→ **PROBLEM STATEMENT**: Please return every line of the records below that contains the word "these".

Records drawn from a dataset
☆ ☆ ☆ ☆

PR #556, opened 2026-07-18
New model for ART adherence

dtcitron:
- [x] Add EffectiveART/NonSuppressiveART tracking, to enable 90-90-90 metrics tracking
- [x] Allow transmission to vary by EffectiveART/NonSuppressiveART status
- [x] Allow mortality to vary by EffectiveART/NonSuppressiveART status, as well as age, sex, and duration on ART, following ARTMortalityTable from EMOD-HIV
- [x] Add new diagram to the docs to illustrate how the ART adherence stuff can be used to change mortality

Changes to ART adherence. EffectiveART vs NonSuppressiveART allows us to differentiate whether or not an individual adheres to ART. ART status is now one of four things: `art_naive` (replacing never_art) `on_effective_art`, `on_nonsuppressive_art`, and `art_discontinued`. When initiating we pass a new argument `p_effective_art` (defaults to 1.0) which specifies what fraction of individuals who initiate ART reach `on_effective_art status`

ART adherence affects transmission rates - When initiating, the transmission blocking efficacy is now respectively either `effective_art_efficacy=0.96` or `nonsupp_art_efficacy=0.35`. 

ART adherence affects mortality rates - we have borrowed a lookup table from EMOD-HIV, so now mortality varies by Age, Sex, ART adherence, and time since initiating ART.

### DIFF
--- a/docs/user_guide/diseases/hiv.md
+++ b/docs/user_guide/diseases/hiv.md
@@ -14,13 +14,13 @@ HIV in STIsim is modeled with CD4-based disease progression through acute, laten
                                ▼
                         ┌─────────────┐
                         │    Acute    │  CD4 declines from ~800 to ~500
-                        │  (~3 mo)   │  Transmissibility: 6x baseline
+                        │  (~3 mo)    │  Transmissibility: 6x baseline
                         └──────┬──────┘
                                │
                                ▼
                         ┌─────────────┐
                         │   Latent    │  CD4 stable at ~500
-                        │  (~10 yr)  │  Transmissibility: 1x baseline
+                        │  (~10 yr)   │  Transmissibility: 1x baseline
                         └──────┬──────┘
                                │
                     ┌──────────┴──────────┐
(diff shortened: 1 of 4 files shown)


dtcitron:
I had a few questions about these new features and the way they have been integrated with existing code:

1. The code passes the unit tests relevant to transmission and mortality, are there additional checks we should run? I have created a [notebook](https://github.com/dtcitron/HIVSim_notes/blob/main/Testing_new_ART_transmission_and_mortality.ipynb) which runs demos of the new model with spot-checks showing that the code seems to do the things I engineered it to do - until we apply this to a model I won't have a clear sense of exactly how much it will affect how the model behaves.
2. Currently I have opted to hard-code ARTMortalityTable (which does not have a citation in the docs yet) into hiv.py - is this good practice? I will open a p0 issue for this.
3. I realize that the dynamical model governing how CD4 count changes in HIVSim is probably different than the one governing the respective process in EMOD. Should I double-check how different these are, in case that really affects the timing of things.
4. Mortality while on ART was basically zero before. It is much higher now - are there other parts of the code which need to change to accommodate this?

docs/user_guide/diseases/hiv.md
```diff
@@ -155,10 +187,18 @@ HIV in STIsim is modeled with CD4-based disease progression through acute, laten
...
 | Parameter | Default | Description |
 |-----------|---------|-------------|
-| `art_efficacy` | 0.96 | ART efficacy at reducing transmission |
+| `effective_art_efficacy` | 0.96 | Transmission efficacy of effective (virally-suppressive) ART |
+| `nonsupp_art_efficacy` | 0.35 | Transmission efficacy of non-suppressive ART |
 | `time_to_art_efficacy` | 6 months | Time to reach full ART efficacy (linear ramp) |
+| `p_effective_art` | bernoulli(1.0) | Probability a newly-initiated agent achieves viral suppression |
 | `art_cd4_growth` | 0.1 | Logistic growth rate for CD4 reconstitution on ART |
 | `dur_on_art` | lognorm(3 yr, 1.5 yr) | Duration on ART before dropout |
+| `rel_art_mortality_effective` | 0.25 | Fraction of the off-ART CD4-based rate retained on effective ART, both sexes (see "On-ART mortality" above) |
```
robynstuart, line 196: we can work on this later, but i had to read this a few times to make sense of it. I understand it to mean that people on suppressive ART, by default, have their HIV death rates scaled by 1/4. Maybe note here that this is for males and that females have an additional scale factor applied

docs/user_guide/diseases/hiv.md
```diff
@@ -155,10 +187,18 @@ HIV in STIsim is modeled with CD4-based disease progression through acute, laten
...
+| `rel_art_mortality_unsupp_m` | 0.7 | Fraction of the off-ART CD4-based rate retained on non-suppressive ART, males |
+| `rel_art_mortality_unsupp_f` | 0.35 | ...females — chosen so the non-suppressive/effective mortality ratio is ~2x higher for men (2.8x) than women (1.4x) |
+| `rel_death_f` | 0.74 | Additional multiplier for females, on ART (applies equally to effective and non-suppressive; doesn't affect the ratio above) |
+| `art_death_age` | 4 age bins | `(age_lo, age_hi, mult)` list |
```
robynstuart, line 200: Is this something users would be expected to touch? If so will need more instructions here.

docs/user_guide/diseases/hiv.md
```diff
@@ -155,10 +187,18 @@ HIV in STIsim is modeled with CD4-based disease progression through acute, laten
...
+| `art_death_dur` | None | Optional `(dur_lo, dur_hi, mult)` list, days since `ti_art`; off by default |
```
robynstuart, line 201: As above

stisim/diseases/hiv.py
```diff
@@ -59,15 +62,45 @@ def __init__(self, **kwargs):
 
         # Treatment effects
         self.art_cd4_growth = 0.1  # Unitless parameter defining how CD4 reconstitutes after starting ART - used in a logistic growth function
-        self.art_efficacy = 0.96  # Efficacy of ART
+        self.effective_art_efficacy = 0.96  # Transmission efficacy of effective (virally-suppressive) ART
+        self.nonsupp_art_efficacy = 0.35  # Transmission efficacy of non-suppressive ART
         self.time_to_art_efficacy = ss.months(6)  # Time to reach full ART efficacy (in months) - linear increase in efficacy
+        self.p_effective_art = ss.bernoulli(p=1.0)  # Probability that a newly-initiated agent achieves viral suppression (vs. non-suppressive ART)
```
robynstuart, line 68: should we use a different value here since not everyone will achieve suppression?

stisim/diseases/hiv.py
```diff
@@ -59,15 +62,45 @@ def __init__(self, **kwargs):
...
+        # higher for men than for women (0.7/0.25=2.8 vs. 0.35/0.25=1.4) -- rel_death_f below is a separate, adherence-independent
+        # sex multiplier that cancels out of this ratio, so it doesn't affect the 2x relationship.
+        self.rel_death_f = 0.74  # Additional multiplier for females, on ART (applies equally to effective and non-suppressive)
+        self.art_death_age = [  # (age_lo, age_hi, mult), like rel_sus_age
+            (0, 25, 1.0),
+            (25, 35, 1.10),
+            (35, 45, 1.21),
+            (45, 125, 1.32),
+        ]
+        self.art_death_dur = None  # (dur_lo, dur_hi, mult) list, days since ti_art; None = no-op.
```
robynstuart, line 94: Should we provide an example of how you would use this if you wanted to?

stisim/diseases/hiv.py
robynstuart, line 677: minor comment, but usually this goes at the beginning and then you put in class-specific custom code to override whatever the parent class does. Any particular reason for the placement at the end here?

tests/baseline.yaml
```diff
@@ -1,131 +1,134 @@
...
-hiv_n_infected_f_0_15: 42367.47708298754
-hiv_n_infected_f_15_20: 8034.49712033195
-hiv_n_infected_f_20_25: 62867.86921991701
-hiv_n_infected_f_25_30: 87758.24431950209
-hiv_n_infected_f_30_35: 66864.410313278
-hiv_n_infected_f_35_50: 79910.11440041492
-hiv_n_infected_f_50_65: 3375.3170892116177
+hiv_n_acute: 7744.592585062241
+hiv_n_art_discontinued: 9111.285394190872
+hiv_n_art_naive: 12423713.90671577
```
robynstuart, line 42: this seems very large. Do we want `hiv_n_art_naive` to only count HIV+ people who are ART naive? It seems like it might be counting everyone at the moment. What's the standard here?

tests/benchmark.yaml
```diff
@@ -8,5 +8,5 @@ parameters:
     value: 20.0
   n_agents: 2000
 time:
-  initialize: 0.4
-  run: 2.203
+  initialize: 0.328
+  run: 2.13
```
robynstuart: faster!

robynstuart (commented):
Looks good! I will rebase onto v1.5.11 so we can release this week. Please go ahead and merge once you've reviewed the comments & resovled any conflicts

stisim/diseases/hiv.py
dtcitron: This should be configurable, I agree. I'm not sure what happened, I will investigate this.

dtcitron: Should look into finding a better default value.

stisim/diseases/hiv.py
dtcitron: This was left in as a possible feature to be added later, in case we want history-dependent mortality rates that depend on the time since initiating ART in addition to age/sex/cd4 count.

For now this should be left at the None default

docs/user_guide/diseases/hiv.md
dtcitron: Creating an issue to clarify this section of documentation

☆ ☆ ☆ ☆

→ **ANSWER TO THIS TASK**:
I had a few questions about these new features and the way they have been integrated with existing code:
3. I realize that the dynamical model governing how CD4 count changes in HIVSim is probably different than the one governing the respective process in EMOD. Should I double-check how different these are, in case that really affects the timing of things.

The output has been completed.